Work to be completed: All that should be output is the block of lines below from the line with "-- at least in the current form." to the line with "to_string() is basically", both included, exactly as written.

Task data:
PR #271, opened 2015-07-07
Packet type descriptions

barbieri:
Declare packet payload members in the type so we can use it in a generic way, done in 'console' node type and also inspector provided in the fbp runner. The JS (duktape) should also benefit from it.

### DIFF
--- a/src/bin/sol-fbp-runner/inspector.c
+++ b/src/bin/sol-fbp-runner/inspector.c
@@ -124,80 +124,111 @@ static void
 inspector_show_packet(const struct sol_flow_packet *packet)
 {
     const struct sol_flow_packet_type *type = sol_flow_packet_get_type(packet);
+    const uint8_t *mem;
+    const struct sol_flow_packet_member_description *desc;
+    bool has_members, single_member;
 
-    if (type == SOL_FLOW_PACKET_TYPE_EMPTY) {
-        fputs("<empty>", stdout);
-        return;
-    } else if (type == SOL_FLOW_PACKET_TYPE_ANY) {
-        fputs("<any>", stdout);
-        return;
-    } else if (type == SOL_FLOW_PACKET_TYPE_ERROR) {
-        int code;
-        const char *msg;
-        if (sol_flow_packet_get_error(packet, &code, &msg) == 0) {
-            fprintf(stdout, "<error:%d \"%s\">", code, msg ? msg : "");
-            return;
-        }
-    } else if (type == SOL_FLOW_PACKET_TYPE_BOOLEAN) {
-        bool v;
-        if (sol_flow_packet_get_boolean(packet, &v) == 0) {
-            fprintf(stdout, "<%s>", v ? "true" : "false");
-            return;
-        }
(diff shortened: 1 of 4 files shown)


cmarcelo:
I don't think we should go this direction now.

First, with the amount of packets we have today, you have to treat
more "member types" than packet types. This might be a win in the
future depending on the nature of packets that we bet are going to be
created. I would say, let's see how packets are used first.

Second, as a form of debugging/inspecting I rather have a to_string()
kind of callback for the packet type. I know it have limitations, but
the packet can give me better results. E.g. irange packet can make its
own to_string() type to omit the boundaries if they are the max/min --
or writing them with the symbolic names.

Third, for custom packets, that contains a handle (either a pointer or
a blob reference), the member type for that will be almost unhelpful
-- at least in the current form.

My suggestion is: add to_string() to the packet type and this will
cover both console and inspector. Do binding for packet types. Packets
that are not recognized by the binding should be treated as opaque
things.

cmarcelo:
Regardless *how* we get the "string representation of a packet for debugging purposes" (via reflection, via callback in the packet type), it's worthwhile to make a function for that, and use it in both console and inspector.

barbieri:
to_string() is basically not helpful -- useless, I thought about it and it adds nothing other than a simple debug. Not worth (even tho my code only change the code that uses it for debug).

Others, such as @bdilly and @ceolin already expressed desire to have code that deals automatically with different types. In that situation to_string() doesn't help, while the description I propose do let one do that. Say you want to receive packet for irange, bool or drange, get the main field (i.e: "val" or we flag a main field) and do something with it, you can easily do it.

@ibriano says that the main types in a flow won't be the basic we provide, he was proposing a complex "key=value" object which is cumbersome in C... but with the given proposal that could be implemented in an efficient way if the user declares such type in JSON and we generate all the structs, setters and getters for him -- using a dynamic complex "key=value" as a last-resort/fallback.

For packets that do contain a handle or deeper structures, it is possible to map using the current descriptions to some extent. I did think about it but either we make the data_type more complex or we go as a route I describe in an email to soletta-dev "RFC: memdesc".

cmarcelo:
to_string() is helpful for the case pointed (debugging / introspection). It also would provide an easy way to print packets as part of debug. And you are right, it is not a the tool for helping out generic node types, but that's not what I suggested.

I'm not familiar with the plans for generic nodes -- maybe that's the missing context, could you elaborate? Flagging a main field could be equivalent to having a getter for the "main value" as another callback, so not clear what the gains are here. Letting the node specify what value to peek could be done in a similar way.

barbieri:
the idea about the generic node is nothing I personally like as we don't allow a list of packet-types per port, we'd have to use "any" which opens for other problems. But as I said it would work with many packet types without really knowing about the packet-type, given that it provide some known fields. Think about Python's duck-typing: I don't care about the type if it provides me the information I need.

cmarcelo:
You can implement duck typing the other way around: add a callback to packet type that can accept a general identifier and returns value for the identifiers that it supports.

barbieri:
this is being worked one using the new memdesc infrastructure.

Solution below:
-- at least in the current form.

My suggestion is: add to_string() to the packet type and this will
cover both console and inspector. Do binding for packet types. Packets
that are not recognized by the binding should be treated as opaque
things.

cmarcelo:
Regardless *how* we get the "string representation of a packet for debugging purposes" (via reflection, via callback in the packet type), it's worthwhile to make a function for that, and use it in both console and inspector.

barbieri:
to_string() is basically not helpful -- useless, I thought about it and it adds nothing other than a simple debug. Not worth (even tho my code only change the code that uses it for debug).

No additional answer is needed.